There are various academic classifications of parallel computer architectures. Here are two you can look up later if you’re interested:

  1. Flynn’s taxonomy (1966) is based on whether there are one or more instruction streams and one or more data streams.
  2. Feng’s classification (1972) is based on the number of bits than can be processed at one time.

Flynn’s taxonomy is probably the most widely known. It gives rise to terms like “Single-Instruction, Multiple-Data” (SIMD) and “Multiple-Instruction, Multiple-Data” (MIMD).

Memory organization

We can see from the von Neumann architecture that a processing core needs to get both data and instructions from memory, and write data back to that same memory. Engineering constraints mean that the processor can typically carry out instructions far faster than data can be read and written to main memory, so how memory is organized has important consequences for the design and execution of parallel programs.

There are currently two main ways to organize memory for parallel computing:

A hybrid of these two could be considered a third way.

Shared memory

Shared memory computers can be further sub-divided into two categories:

In a shared memory system it is only necessary to build a data structure in memory and pass references to the data structure to parallel subroutines. For example, a matrix multiplication routine that breaks matrices into a set of blocks only needs to pass the indices of each block to the parallel subroutines.

Advantages

Disadvantages

Distributed memory

Advantages

Disadvantages

Hybrid Distributed-Shared Memory

Practically all HPC computer systems today employ both shared and distributed memory architectures.

The important advantage is increased scalability. Increased complexity of programming is an important disadvantage.

Programming models are memory models

When designing a parallel solution to your problem, the major decision is usually “which memory model should we follow?”

You’ll learn more about these two major models in the OpenMP programming and MPI programming segments of this Summer School.

Counting CPUs

Imagine you’re looking at a product description from a computer vendor. You’ve determined that the computer has two CPU slots, and that each slot holds a 4-core Intel i7-6700 processor. How many “von Neumann CPUs” does this machine have?

Solution

The machine has 8 von Neumann CPUs, or more briefly, 8 cores.

The term “CPU” these days has two distinct meanings, depending on context.
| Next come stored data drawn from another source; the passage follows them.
PR #685, opened 2025-04-09
Fix/v2 crash

neithanmo:
This PR implements a feature flag mechanism for Horizon support to prevent crashes. Key changes:

- Added `horizon.enabled = false` configuration option in all relevant config files
- Created a new HorizonConfig struct to properly manage the feature flag, and more settings if needed in the future.
- Modified Horizon-related code to check the enabled flag before execution
- Added conditional logic around database operations for Horizon
- Updated tests to support the new configuration parameter
- Renamed test function from tap_rav_test to test_tap_rav_v1 for clarity
- Removed commented database migration code from start scripts

This change allows systems to run without Horizon support until full implementation is complete. The flag is set to false by default for safety.

### DIFF
--- a/contrib/indexer-service/config.toml
+++ b/contrib/indexer-service/config.toml
@@ -44,3 +44,6 @@ trigger_value_divisor = 500_000
 
 [tap.sender_aggregator_endpoints]
 "ACCOUNT0_ADDRESS_PLACEHOLDER" = "http://tap-aggregator:7610"
+
+[horizon]
+enabled = false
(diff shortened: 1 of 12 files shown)


neithanmo:
i run the test locally and renames the test function to make it clear that the rav being tested is V1.
no crashes due to horizon missing tables anymore.

We need for sure to enable this local testnet integration test in our CI

suchapalaver (approved):
Thanks for this @neithanmo! It's really clear 💪

TypeLevelConsoli (approved):
That's wonderful. Clean and direct solution. Thank you so much!

PR #218, opened 2020-06-01
Refactor events framework and add event priorities.

eterevsky:
See #205 for context.

This PR contains almost complete rewrite of the events framework. The API remained mostly the same, but most of the code except `_raise_dispatch_exception` and `event` decorator was rewritten to accommodate the new representation of event handlers stack/queue, and hopefully to simplify the code and the API. The changes include:

* The notion of "event frames" has been removed. The queues of event handlers for each event types are now independent.
* The methods `set_handlers`, `set_handler`, `pop_handlers` have been removed. The main remaining methods for manipulating the handlers are `push_handlers` and `remove_handlers` that accept exactly the same arguments. There are also `push_handler` and `remove_handler` methods for adding/removing only one handler, but they aren't really necessary, and aren't mentioned in the documentation.
* The handlers are now stored in lists of (priority, handler) pairs for each event type. New handlers are added after all existing handlers with strictly higher priority, but before handlers with lower or equal priority. This preserves the current convention that the last added handler is executed first.
* The dispatcher object is not treated differently from other handlers, but is added via `self.push_handlers(self)` the first time any handler is added or an event is fired. This means that overwriting a method on the dispatcher class will not always work for adding a new handler. I removed this recommendation from the docs, because it was error-prone anyway. The three recommended way of adding handlers are now: `@event` decorator, `push_handlers`, and subclassing the dispatcher class.
* Parts of the module documentation are rewritten to reflect the changes. I'm not sure what documentation generator Pyglet is using, so I just wrote in plain Markdown.
* I've added a bunch of new unit tests.

Please have a look at the code and tell me what you think.


benmoran56:
Sorry I've been a bit busy, but I'll give this a look over today. Thanks!

benmoran56:
Sorry for the delay! It's been a really busy week. I've had a chance to look over the code, but not actually test it yet. I've got it cloned locally so I'll test it later this event. 

Just want to say: excellent work on the documentation!

eterevsky:
Thanks for the heads up! There's no rush. I haven't yet tested this in Pyglet 2 since it's currently broken on Mac, but I tried using it in my own small project, and it worked fine so far.

LennyPhoenix (approved):
Looks great to me 👍 
As Benjamin said: Great work on the docs!

benmoran56 (approved):

benmoran56 (approved):

PR #219, opened 2020-06-01
Added examples of using sprite sheets for simple animation

olehermanse:
Open to suggestions for how to do this in a better / cleaner way.


caffeinepills:
I think the better way would be to use the `Animation` class from pyglet. At first glance there may not be a lot of flexibility with it, and maybe that's a problem with the docs but you can accomplish this in a few ways. I think this boils down to: how can I make my own Animations from a grid?

While you can use `pyglet.image.Animation.from_image_sequence` it falls short when your list may not be in the order, or you want to customize it with effects or other behavior. Since the sprite just essentially plays the `Animation` in order, you can treat the whole thing like a list.

Here is a quick example of creating an animation using a list of indexes in an image grid, and even a couple of common animation effects:
```
def animation_from_grid(image_grid, index_list, duration=0.2, effect=None):
    frames = [AnimationFrame(image_grid[idx], duration) for idx in index_list]
    if effect == 'reverse':
	frames.reverse()
    elif effect == 'pingpong':
	frames += reversed(frames)

    return Animation(frames)
```
This way you can do something like
```
move_animation = animation_from_grid(image_grid, [0, 1, 2, 3])
attack_animation = animation_from_grid(image_grid, [3, 5, 0, 2])
```

You can also access an animation's frames from the `frames` property and re-use the frames (as long as you don't modify the frames individually). 
`move_backwards = Animation(reversed(move_animation.frames))`

Hope that helps.

benmoran56:
I agree that the documentation could use some work, and show a few more examples. As caffeinepills pointed out there is already a lot of flexibility in creation, and reuse of frames, but maybe it's not so obvious. I _did_ update the docstrings a little while ago, but the programming guide could use some work.

benmoran56:
Since this was started, we actually ended up adding functionality to the Sprite class for this. 
(You can set `Sprite.paused` and `Sprite.frame_index`). 
Since it kind of duplicates these ideas, would it be alright to close this one?

benmoran56:
I'm going to close this for now since the Sprite class updates include it for the most part. Lets follow up if necessary!

PR #220, opened 2020-06-04
Pyglet 1.0 maintenance

planetbyter:
pip install pyglet

### DIFF
--- a/pyglet/__init__.py
+++ b/pyglet/__init__.py
@@ -55,7 +55,7 @@ import sys
 #:    >>> parse_version(pyglet.version) >= parse_version('1.0')
 #:    True
 #:
-version = '1.0'
+version = '1.0.1'
 
 def _require_ctypes_version(version):
     # Check ctypes version
--- a/pyglet/__init__.py
+++ b/pyglet/__init__.py
@@ -55,7 +55,7 @@ import sys
 #:    >>> parse_version(pyglet.version) >= parse_version('1.0')
 #:    True
 #:
-version = '1.0.1'
+version = '1.0.2'
 
 def _require_ctypes_version(version):
     # Check ctypes version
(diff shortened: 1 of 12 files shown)


benmoran56:
Hello, 
Your pull request is attempting to merge changes from the 1.0-maintenance branch into master.
Are you indeeding attempting to update the 1.0 branch? If so, could I ask what the use case is? This branch has long been unsupported.

DoAltPlusF4:
Yeah... I don't think merging changes from 2008 is really a good idea...

benmoran56:
I'm going to close this due to lack of reply (and other potential issues). If you read this, and want to give it another try, please update here or open a new PR. 
Thanks!

bl-ue:
Why isn't this closed?  It's likely just an experiment.  @planetbyter didn't even write the PR title; GitHub generated it based on the name of branch.

benmoran56:
When I tried to close this initially, it also had the side effect of deleting the 1.0 branch. It seems like this might have been a GitHub bug of some sort.

Realistically though, these extremely old branches probably don't need to be kept around anymore. There is no chance of anyone doing any maintenance releases for such old releases, since they don't work anymore on supported Python and modern OSs.

bl-ue:
>When I tried to close this initially, it also had the side effect of deleting the 1.0 branch. It seems like this might have been a GitHub bug of some sort.

Weird.  Well you may be able to restore the branch if it gets deleted, but 🤷🏻‍♂️

LennyPhoenix:
You should just be able to push the branch from your local repo if it tries to delete branch

bl-ue:
Also, GH lets you restore branches when you delete them, I think even right from the PR's page itself.

benmoran56:
Looks like I was able to close it this time _without_ it automatically deleting the branch. 
Thanks guys!

PR #223, opened 2020-06-05
BUG: Garbage collect more carefully

larsoner:
Fixes several errors of the form:
```
  File "/home/larsoner/python/pyglet/pyglet/media/codecs/ffmpeg.py", line 586, in __del__
TypeError: 'NoneType' object is not callable
```
I tried also adding attributes like `self._avcodec = avcodec` and `self._ffmpeg_unref_packet = ffmpeg_unref_packet` to try and get these not to get GC'ed before the objects themselves, but it did not work. This at least suppresses the warnings that these things can't be GC'ed.

### DIFF
--- a/pyglet/media/codecs/ffmpeg.py
+++ b/pyglet/media/codecs/ffmpeg.py
@@ -429,7 +429,8 @@ class _Packet:
         self.timestamp = timestamp
 
     def __del__(self):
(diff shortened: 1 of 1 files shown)


larsoner:
Changed base to `1.5-maintenance`, let me know if that's not correct and I can change

PR #227, opened 2020-06-11
Added QoL properties to ScissorGroup.

DoAltPlusF4:
Added some quality of life properties to the ScissorGroup class at `examples/opengl_scissor.py`.
These include X, Y, width, and height.

### DIFF
--- a/examples/opengl_scissor.py
+++ b/examples/opengl_scissor.py
@@ -84,18 +84,6 @@ class ScissorGroup(pyglet.graphics.Group):
     def unset_state(self):
         glDisable(GL_SCISSOR_TEST)
 
-    # For efficient drawing, pyglet will internally consolidate equivalent
-    # Groups into the same draw call when you add objects to a Batch. For
-    # this to work, __eq__ and __hash__ methods must be defined so that the
-    # Groups can be checked for equality.
-    def __eq__(self, other):
-        return (self.__class__ is other.__class__ and
-                self.parent is other.parent and
-                self._area == other._area)
-
-    def __hash__(self):
-        return hash((id(self.parent), self._area))
-
 
 ###################################################
 # Create an instance of our Group, and some Sprites
--- a/examples/opengl_scissor.py
+++ b/examples/opengl_scissor.py
@@ -46,43 +46,20 @@ class ScissorGroup(pyglet.graphics.Group):
 
     def __init__(self, x, y, width, height, parent=None):
         super().__init__(parent)
-        self._area = x, y, width, height
+        self.x, self.y = x, y
+        self.width, self.height = width, height
 
     @property
-    def x(self):
-        return self._area[0]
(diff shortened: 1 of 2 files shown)


benmoran56:
Thanks for the pull request. The reason I didn't make these attributes public, was because it might cause confusion if they are changed. If two groups are created with the same area, they will be consolidated internally: 
```py
groupa = ScissorGroup(10, 10, 100, 100)
groupb = ScissorGroup(10, 10, 100, 100)
groupa == groupb   # True
```
If you then change the area these groups, only one of them will actually have any effect (as the other one is discarded internally, and not used when drawing). 

We could dump the hash/eq methods so that different instances of this group are not consolidated. 
It would avoid issues like this, but would cause performance issues if someone were to create multiple instances of the same Group instead of reusing the same instance. Maybe that would be better though.

DoAltPlusF4:
Hmm, I didn't think about that. :/

As an end-user, I would probably prefer it if they stayed as separate instances, though I'm not 100% sure on the performance implications of this.

DoAltPlusF4:
I also realise that I accidentally added another commit (Anchor constants to `pyglet.text`), this was by mistake, do you know how I should remove it? (My fault for not making a separate branch for it :P )

benmoran56:
If you're just going to make a few, then there won't be any performance problem. The problems arise if you try to do something like this: 
```py
for i in range(tile_width):
    group = ScissorGroup(10, 10, 100, 100)
    sprite = Sprite(....group=group)
```
For something like `OrderedGroup(order)` that pattern is fine, since they don't change and can get consolidated together internally. Without the hash/eq methods, however, you would end up with every single Sprite instance being in a separate Group, and hence a separate internal draw call. The solution is to do something like this: 
```py
group = ScissorGroup(10, 10, 100, 100)
for i in range(tile_width):
    sprite = Sprite(....group=group)
```
That way you have only a single Group instance, so eq/hash methods don't come into play since no consolidation will happen. 


As for the stray commit, I think the only thing you can do is to revert the file back the way it was an commit again. Other than that I'm not sure.

benmoran56:
Since this Group can't be consolidated if the scissor area is different, maybe we just dump the hash/eq methods, and just expose x, y, width, height attributes directly. It will simplify the class, and won't need the extra properties.

In that case we should also write in the docstring that you should use the same exact instance for all objects that will be in the group, and not make a new instance each time. What do you think?

DoAltPlusF4:
Sounds good 👍

benmoran56:
How about dropping all of the properties/setters, and just exposing `x, y, width, height` attributes directly?

DoAltPlusF4:
I removed the `x`, `y`, `width` and `height` properties in favour of exposing them directly.
I also added an `area` property.

benmoran56:
Thanks!

PR #228, opened 2020-06-12
Add on_mouse_drag event to MouseStateHandler.

DoAltPlusF4:
I have noticed that on_mouse_drag blocks on_mouse_motion, meaning that the MouseStateHandler would not track the mouse position while a mouse button is help. This PR should fix that.


benmoran56:
That's just the way the OS sends the events, so you really do need to account for both cases. Your PR will fix that. Thanks!

PR #230, opened 2020-06-16
Fix for issue regarding numba.

Torxed:
Converts `<class 'OSError'>` into `str(err)` when calling `warnings.warn(err)`.

Relevant gist: https://gist.github.com/Torxed/10f3bd35ddbd8ceabda8f7a002fdff6c

Code to reproduce:
```py
import pyglet
import numba

game_window = pyglet.window.Window(600, 400)
icon = pyglet.image.load("test.png")
game_window.set_icon(icon)
pyglet.app.run()
```

Original report: https://stackoverflow.com/questions/62383035/error-while-import-numba-module-in-pyglet-projects

### DIFF
--- a/pyglet/image/codecs/wic.py
+++ b/pyglet/image/codecs/wic.py
@@ -289,7 +289,7 @@ class WICDecoder(ImageDecoder):
         try:
             ole32.CoInitializeEx(None, COINIT_MULTITHREADED)
         except OSError as err:
-            warnings.warn(err)
+            warnings.warn(str(err))
 
         ole32.CoCreateInstance(CLSID_WICImagingFactory,
                                None,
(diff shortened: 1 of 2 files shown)


benmoran56:
Thanks, looks good!

caffeinepills:
This is bizarre as `warnings.warn` seems to take exceptions:
```
>>> import warnings
>>> test = OSError("Failed")
>>> warnings.warn(test)

Warning (from warnings module):
  File "__main__", line 1
UserWarning: Failed
>>> 
```

benmoran56:
The best we can figure is that Numba is mutating things somehow during the JIT process. The traceback indicated that `warn` would only accept string/bytes, but that certainly doesn't seem to be the case in my Python interpreter either. 

In any case, this seems like an easy enough fix for whatever is causing it.

Torxed:
I was having issues using the `-m trace --trace` module to diagnose the issue. Not sure the JIT optimization liked what I was doing.

PR #239, opened 2020-07-01
Update events.py to use KeyStateHandler 

Hibot12:
Now KeyStateHandler is used, instead of the 'old' approach.

### DIFF
--- a/examples/programming_guide/events.py
+++ b/examples/programming_guide/events.py
@@ -47,15 +47,21 @@ from pyglet.window import mouse
 
 window = pyglet.window.Window()
 
+key_handler = key.KeyStateHandler()
 
-@window.event
-def on_key_press(symbol, modifiers):
-    if symbol == key.A:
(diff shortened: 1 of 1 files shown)


DoAltPlusF4:
Window events are not an "old" approach. It entirely depends on what you are trying to do.
Keep in mind that the KeyStateHandler uses events itself to track input. 
(https://github.com/pyglet/pyglet/blob/c32556e92e854b9001da39fba70c4deb63c28878/pyglet/window/key.py#L67)

The events.py example is meant to be an example of events anyway, not the KeyStateHandler.

benmoran56:
I agree. The KeyStateHandler is more of a generic thing, for convenience. For advanced uses, you want to use the event system directly.

We could add a separate example just for the KeyStateHandler though.

Hibot12:
I think creating another example would be great for new users. Definitely should do it.

Hibot12:
I will open another PR for this.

A hardware CPU is a physical object (e.g. an i7-6700) that will usually have several “cores”. A “core” corresponds to the “von Neumann CPU” we described earlier in this lesson. Consequently, when reading about software and parallel programming, you may see the term “CPU” used where the term “core” would be more correct.

If you followed the link to the chip description, you might have seem the term “hyperthreading”, which further confuses the matter. Hyperthreading is a proprietary Intel technology that uses software to try to double the processing capacity of each core. This works well for many low-intensity workloads, but for high-intensity parallel computing, performance is usually limited by the number of physical cores. So we don’t count the extra “logical cores” supposely provided by hyperthreading.

Key Points

  • Sequential computers, including modern CPU cores, resemble very well von Neumann’s 1945 design.

  • Parallel computers can be characterized as collections of von Neumann CPUs.

  • Parallel computers may be shared-memory, distributed-memory, or both.